*** Records provided Section Begins ***
Issue #6064, opened 2025-10-30
Android: Jetchat android tests are failing with non found resource


vaslabs:
## Reproduction
 
- Use steps in https://github.com/vaslabs-ltd/compose-samples-with-mill/actions/runs/18947793324/job/54103934717
- Error     

> Message 2) profileScreen_back_conversationScreen(com.example.compose.jetchat.NavigationTest)
> android.content.res.Resources$NotFoundException: String resource ID #0x7f0c002b
> Message android.content.res.Resources$NotFoundException: String resource ID #0x7f0c002b

> [1-291] Message 
> [1-291] FAILURES!!!
> [1-291] Message FAILURES!!!
> [1-291] Tests run: 10,  Failures: 2
> [1-291] Message Tests run: 10,  Failures: 2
*** Records provided Section Ends ***
Problem requirements: Among the lines of the preceding data, which ones hold the word "vaslabs"? List them.

Task result:
vaslabs:
- Use steps in https://github.com/vaslabs-ltd/compose-samples-with-mill/actions/runs/18947793324/job/54103934717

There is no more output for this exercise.